# Autosleepers symbol rooflight



## HH66 (Oct 19, 2008)

Does anybody know who makes the rooflight above the sink in an Autosleepers Symbol (2002 52 reg)? The cover on mine lost a hinge and then the blind buckled and came off. Also, can I replace just the cover (drop down bit) or will I have to buy the whole thing (hopefully not the top pop-up part!)? I've found Fiamma replacements on the internet which would involve me replacing the internal part that is screwed to the inside of the roof but I'm a bit reluctant unless I can replace like for like as I don't want to be making any extra screw holes. 

Thanks
HH


----------



## Mike48 (May 1, 2005)

In the glovebox on your Autosleeper you will have a build number on the opening flap. Telephone Autosleepers with this number and they will tell you exactly which one has been fitted.
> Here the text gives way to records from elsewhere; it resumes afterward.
PR #1758, opened 2023-08-18
refactor(network): NET-1009 Protobuf definition cleanup with binary formats

juslesan:
## Summary

Cleaned up protobuf definitions regarding StreamMessages. Pass messages and data such as groupKeys and Ethereum addresses as binary. Added functions to translate binary data to UTF8 and UTF8 to binary.

Next step is to add binary support to the client as per [NET-1009](https://linear.app/streamr/issue/NET-1009/binary-support)


packages/trackerless-network/protos/NetworkRpc.proto
```diff
@@ -119,7 +111,7 @@ message LeaveStreamNotice {
 }
 
 message NeighborUpdate {
-  string senderId = 1;
+  string senderId = 1; // TODO: remove redundant info
```
teogeb: Is there a ticket about this? Add link to that ticket here?

packages/trackerless-network/protos/NetworkRpc.proto
```diff
@@ -34,11 +34,7 @@ message MessageRef {
   string messageChainId = 3;
```
teogeb: Could put the fields in the order in which they are in MessageID. I.e.

```
  string streamId = 1;
  int32 streamPartition = 2;
  int64 timestamp = 3;
  int32 sequenceNumber = 4;
  bytes publisherId = 5;
  string messageChainId = 6;
```

packages/trackerless-network/protos/NetworkRpc.proto
```diff
@@ -47,48 +43,44 @@ enum StreamMessageType {
...
-  MessageRef messageRef = 5;
-  optional MessageRef previousMessageRef = 6;
-  optional string groupKeyId = 7;
-  optional EncryptedGroupKey newGroupKey = 8;
+  ContentType contentType = 2;
+  EncryptionType encryptionType = 3;
+  bytes content = 4;
+  bytes signature = 5;
+  MessageRef messageRef = 6;
+  optional MessageRef previousMessageRef = 7;
```
harbu, line 68: Should've noticed this during our call but... we only need to store `timestamp` and `sequenceNumber` for `previousMessageRef`. The other fields should not be stored.

packages/trackerless-network/protos/NetworkRpc.proto
```diff
@@ -47,48 +43,44 @@ enum StreamMessageType {
...
-  string signature = 4;
-  MessageRef messageRef = 5;
-  optional MessageRef previousMessageRef = 6;
-  optional string groupKeyId = 7;
-  optional EncryptedGroupKey newGroupKey = 8;
+  ContentType contentType = 2;
+  EncryptionType encryptionType = 3;
+  bytes content = 4;
+  bytes signature = 5;
+  MessageRef messageRef = 6;
```
harbu: Keeping to existing terminology I would rename the type to `MessageID` and field name to `messageId` unless there is a specific reason to deviate from this naming convention.

packages/trackerless-network/protos/NetworkRpc.proto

I've always found them incredibly helpful.


----------



## HH66 (Oct 19, 2008)

Thanks, I'll give it a go.


----------



## annetony (May 1, 2005)

Hi we have an Autosleepers Harmony and have just rplaced the drop down bit on ours, we got it from Stuart Longton shop in Chorley it was just over £5

they seem to keep a stock of these, you could give them a ring with the size
they have a few places in the NW, http://www.stewartlongton.co.uk/

Anne


----------



## HH66 (Oct 19, 2008)

Thanks Anne. I'll give them a buzz on Monday.


----------